Problem to work on: Below are records; transcribe each one exactly.

Input:
Segment Open

Issue #19354, opened 2025-02-06
Migrate experimental flags in robustness tests


siyuanfoundation:
### What would you like to be added?

With https://github.com/etcd-io/etcd/issues/19141 and https://github.com/etcd-io/etcd/issues/18023, we will be removing all experimental flags in 3.7. 

The robustness tests are used by different binary versions, for the same parameter, we would need to use the experimental flag in 3.5 and 3.4, while using the non-experimental flag in 3.6. 

The affected flags include:
- [ ] experimental-snapshot-catchup-entries
- [ ] experimental-compaction-batchLimit
- [ ] experimental-watch-process-notify-interval

### Why is this needed?

The robustness test would fail when we delete the deprecated flags if we don't fix this.

kavirajk:
@siyuanfoundation I would like to pick this up if that's ok.

Also quick clarification. I see few more experimental flags are to be removed in v1.37.

```bash
-bash-5.2$ rg "TODO: Delete in v3.7" -A 3 | rg "Experimental" | rg "json" | awk '{print$2}'
ExperimentalTxnModeWriteWithSharedBuffer
ExperimentalEnableLeaseCheckpointPersist
ExperimentalCompactionBatchLimit
ExperimentalCompactionSleepInterval
ExperimentalWatchProgressNotifyInterval
ExperimentalWarningApplyDuration
ExperimentalBootstrapDefragThresholdMegabytes
ExperimentalWarningUnaryRequestDuration
ExperimentalMaxLearners
ExperimentalPeerSkipClientSanVerification
ExperimentalMemoryMlock
ExperimentalTxnModeWriteWithSharedBuffer
ExperimentalStopGRPCServiceOnDefrag
```

Those things can also cause failure in robustness test IIUC? no? But I see you mentioned only subset of it.

siyuanfoundation:
> [@siyuanfoundation[<img alt="" width="15" height="15" src="chrome-extension://dlebflppeeemcdpidccbiblndppbmjmh/ospo-chrome-ext-logo.png">](https://teams.googleplex.com/sizhang@google.com)](https://github.com/siyuanfoundation) I would like to pick this up if that's ok.
> 
> Also quick clarification. I see few more experimental flags are to be removed in v1.37.
> 
> -bash-5.2$ rg "TODO: Delete in v3.7" -A 3 | rg "Experimental" | rg "json" | awk '{print$2}'
> ExperimentalTxnModeWriteWithSharedBuffer
[...]

PR #19506, opened 2025-03-03
robustness-test: Migrate `experimental-compaction-batch-limit` flag

kavirajk:
Related: https://github.com/etcd-io/etcd/issues/19354

Robustness tests run different versions of binaries. This flag is experimental in v3.4 and v3.5. But non-experimental in v3.6+. This PR adds ability to run different binaries with it's canonical flag name.

In robustness tests we pass these config via `embed.ServerConfig` struct and get converted into CLI flags before spawning the etcd server binary. This PR maps into right canonical flag based on versions. So even when the experimental field is removed from the struct (in v3.7), the flags will be correctly mapped.

### DIFF
--- a/tests/framework/e2e/cluster.go
+++ b/tests/framework/e2e/cluster.go
@@ -29,6 +29,7 @@ import (
 	"time"
 
 	"github.com/coreos/go-semver/semver"
+	"github.com/stretchr/testify/require"
 	"go.uber.org/zap"
 	"go.uber.org/zap/zaptest"
 
@@ -645,8 +646,11 @@ func (cfg *EtcdProcessClusterConfig) EtcdServerProcessConfig(tb testing.TB, i in
 		}
 	}
 
-	defaultValues := values(*embed.NewConfig())
-	overrideValues := values(cfg.ServerConfig)
+	version, err := GetVersionFromBinary(execPath)
+	require.NoError(tb, err)
+
+	defaultValues := values(version, *embed.NewConfig())
+	overrideValues := values(version, cfg.ServerConfig)
 	for flag, value := range overrideValues {
 		if defaultValue := defaultValues[flag]; value == "" || value == defaultValue {
 			continue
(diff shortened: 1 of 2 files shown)


tests/framework/e2e/cluster.go
```diff
@@ -727,16 +731,30 @@ func (epc *EtcdProcessCluster) MinServerVersion() (*semver.Version, error) {
...
+	return name
+}
+
+func values(version *semver.Version, cfg embed.Config) map[string]string {
 	fs := flag.NewFlagSet("etcd", flag.ContinueOnError)
+
 	cfg.AddFlags(fs)
 	values := map[string]string{}
 	fs.VisitAll(func(f *flag.Flag) {
+		name := canonicalFlagName(version, f.Name)
```
serathius, line 752: This approach will not work because rendering flags happens before we run the cluster and we never re-render them. There are tests that upgrade/downgrade binary while using same args. The proper solution would be to re-render the flags every time we start binary.

For that to work we we would want to rewrite `EtcdServerProcessConfig` to not include `Args` field, but `Args` method, however this is pretty complicated rewrite.

kavirajk: Thanks @serathius for catching that :) 

I'm assuming you are talking [this code](https://github.com/kavirajk/etcd/blob/kavirajk%2Fmigrate-experimental-compaction-batch-limit-robustness-test/tests/framework/e2e/downgrade.go#L142-L164) about upgrade/downgrade the etcd process with newPath/newVersion by using same args. correct?

I like your idea of making `EtcdServerProcessConfig`'s `Args` more dynamic by making it as method instead (keeping the filed `args` as private). So [during actual spawning of the process](https://github.com/kavirajk/etcd/blob/kavirajk%2Fmigrate-experimental-compaction-batch-limit-robustness-test/tests/framework/e2e/etcd_process.go#L171), it will call `EtcdServerPRocessConfig.Args()` and that will return canonical flags based on version derived from it's `EtcdServerProcessConfig.ExecPath`. Do that sounds good to you? wdyt?

> however this is pretty complicated rewrite.

Your concern here is I believe is mostly extra work needed to update it in every places. Or am I missing anything?

One more clarification. Any efficient way to run `e2e-tests` in local? Every time I run ` make test-e2e` it takes for ever even to start (and I think we need approval to trigger from CI)

kavirajk: Thinking bit more about this. 

On the other hand, this is only needed for specific cases in Robustness tests. Making it part of original `EtcdServerProcessConfig` seems bit irrelevant. Plus `Args()` api then need to know the version to return correct Args and in order to extract it from binary path introduce a failure case, that this api has to handle. All feel bit un-necessary to put it in `EtcdServerProcessConfig`. 

Because by general definition of this config, once the it is created, it's Args are fixed for a single binary. It's our use case of downgrade and upgrade in robustness tests makes this problematic. So we can have a `helper(version, args) args` and use it just in robustness tests before spawning the server. Just like the way we do with [newExecPath](https://github.com/kavirajk/etcd/blob/kavirajk%2Fmigrate-experimental-compaction-batch-limit-robustness-test/tests/framework/e2e/downgrade.go#L158) in those tests.

I don't know. Just thinking out loud. curious to know what you think :)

Segment Closed

Exercise answer:
Issue #19354, opened 2025-02-06
Migrate experimental flags in robustness tests


siyuanfoundation:
### What would you like to be added?

With https://github.com/etcd-io/etcd/issues/19141 and https://github.com/etcd-io/etcd/issues/18023, we will be removing all experimental flags in 3.7. 

The robustness tests are used by different binary versions, for the same parameter, we would need to use the experimental flag in 3.5 and 3.4, while using the non-experimental flag in 3.6. 

The affected flags include:
- [ ] experimental-snapshot-catchup-entries
- [ ] experimental-compaction-batchLimit
- [ ] experimental-watch-process-notify-interval

### Why is this needed?

The robustness test would fail when we delete the deprecated flags if we don't fix this.

kavirajk:
@siyuanfoundation I would like to pick this up if that's ok.

Also quick clarification. I see few more experimental flags are to be removed in v1.37.

```bash
-bash-5.2$ rg "TODO: Delete in v3.7" -A 3 | rg "Experimental" | rg "json" | awk '{print$2}'
ExperimentalTxnModeWriteWithSharedBuffer
ExperimentalEnableLeaseCheckpointPersist
ExperimentalCompactionBatchLimit
ExperimentalCompactionSleepInterval
ExperimentalWatchProgressNotifyInterval
ExperimentalWarningApplyDuration
ExperimentalBootstrapDefragThresholdMegabytes
ExperimentalWarningUnaryRequestDuration
ExperimentalMaxLearners
ExperimentalPeerSkipClientSanVerification
ExperimentalMemoryMlock
ExperimentalTxnModeWriteWithSharedBuffer
ExperimentalStopGRPCServiceOnDefrag
```

Those things can also cause failure in robustness test IIUC? no? But I see you mentioned only subset of it.

siyuanfoundation:
> [@siyuanfoundation[<img alt="" width="15" height="15" src="chrome-extension://dlebflppeeemcdpidccbiblndppbmjmh/ospo-chrome-ext-logo.png">](https://teams.googleplex.com/sizhang@google.com)](https://github.com/siyuanfoundation) I would like to pick this up if that's ok.
> 
> Also quick clarification. I see few more experimental flags are to be removed in v1.37.
> 
> -bash-5.2$ rg "TODO: Delete in v3.7" -A 3 | rg "Experimental" | rg "json" | awk '{print$2}'
> ExperimentalTxnModeWriteWithSharedBuffer
[...]

PR #19506, opened 2025-03-03
robustness-test: Migrate `experimental-compaction-batch-limit` flag

kavirajk:
Related: https://github.com/etcd-io/etcd/issues/19354

Robustness tests run different versions of binaries. This flag is experimental in v3.4 and v3.5. But non-experimental in v3.6+. This PR adds ability to run different binaries with it's canonical flag name.

In robustness tests we pass these config via `embed.ServerConfig` struct and get converted into CLI flags before spawning the etcd server binary. This PR maps into right canonical flag based on versions. So even when the experimental field is removed from the struct (in v3.7), the flags will be correctly mapped.

### DIFF
--- a/tests/framework/e2e/cluster.go
+++ b/tests/framework/e2e/cluster.go
@@ -29,6 +29,7 @@ import (
 	"time"
 
 	"github.com/coreos/go-semver/semver"
+	"github.com/stretchr/testify/require"
 	"go.uber.org/zap"
 	"go.uber.org/zap/zaptest"
 
@@ -645,8 +646,11 @@ func (cfg *EtcdProcessClusterConfig) EtcdServerProcessConfig(tb testing.TB, i in
 		}
 	}
 
-	defaultValues := values(*embed.NewConfig())
-	overrideValues := values(cfg.ServerConfig)
+	version, err := GetVersionFromBinary(execPath)
+	require.NoError(tb, err)
+
+	defaultValues := values(version, *embed.NewConfig())
+	overrideValues := values(version, cfg.ServerConfig)
 	for flag, value := range overrideValues {
 		if defaultValue := defaultValues[flag]; value == "" || value == defaultValue {
 			continue
(diff shortened: 1 of 2 files shown)


tests/framework/e2e/cluster.go
```diff
@@ -727,16 +731,30 @@ func (epc *EtcdProcessCluster) MinServerVersion() (*semver.Version, error) {
...
+	return name
+}
+
+func values(version *semver.Version, cfg embed.Config) map[string]string {
 	fs := flag.NewFlagSet("etcd", flag.ContinueOnError)
+
 	cfg.AddFlags(fs)
 	values := map[string]string{}
 	fs.VisitAll(func(f *flag.Flag) {
+		name := canonicalFlagName(version, f.Name)
```
serathius, line 752: This approach will not work because rendering flags happens before we run the cluster and we never re-render them. There are tests that upgrade/downgrade binary while using same args. The proper solution would be to re-render the flags every time we start binary.

For that to work we we would want to rewrite `EtcdServerProcessConfig` to not include `Args` field, but `Args` method, however this is pretty complicated rewrite.

kavirajk: Thanks @serathius for catching that :) 

I'm assuming you are talking [this code](https://github.com/kavirajk/etcd/blob/kavirajk%2Fmigrate-experimental-compaction-batch-limit-robustness-test/tests/framework/e2e/downgrade.go#L142-L164) about upgrade/downgrade the etcd process with newPath/newVersion by using same args. correct?

I like your idea of making `EtcdServerProcessConfig`'s `Args` more dynamic by making it as method instead (keeping the filed `args` as private). So [during actual spawning of the process](https://github.com/kavirajk/etcd/blob/kavirajk%2Fmigrate-experimental-compaction-batch-limit-robustness-test/tests/framework/e2e/etcd_process.go#L171), it will call `EtcdServerPRocessConfig.Args()` and that will return canonical flags based on version derived from it's `EtcdServerProcessConfig.ExecPath`. Do that sounds good to you? wdyt?

> however this is pretty complicated rewrite.

Your concern here is I believe is mostly extra work needed to update it in every places. Or am I missing anything?

One more clarification. Any efficient way to run `e2e-tests` in local? Every time I run ` make test-e2e` it takes for ever even to start (and I think we need approval to trigger from CI)

kavirajk: Thinking bit more about this. 

On the other hand, this is only needed for specific cases in Robustness tests. Making it part of original `EtcdServerProcessConfig` seems bit irrelevant. Plus `Args()` api then need to know the version to return correct Args and in order to extract it from binary path introduce a failure case, that this api has to handle. All feel bit un-necessary to put it in `EtcdServerProcessConfig`. 

Because by general definition of this config, once the it is created, it's Args are fixed for a single binary. It's our use case of downgrade and upgrade in robustness tests makes this problematic. So we can have a `helper(version, args) args` and use it just in robustness tests before spawning the server. Just like the way we do with [newExecPath](https://github.com/kavirajk/etcd/blob/kavirajk%2Fmigrate-experimental-compaction-batch-limit-robustness-test/tests/framework/e2e/downgrade.go#L158) in those tests.

I don't know. Just thinking out loud. curious to know what you think :)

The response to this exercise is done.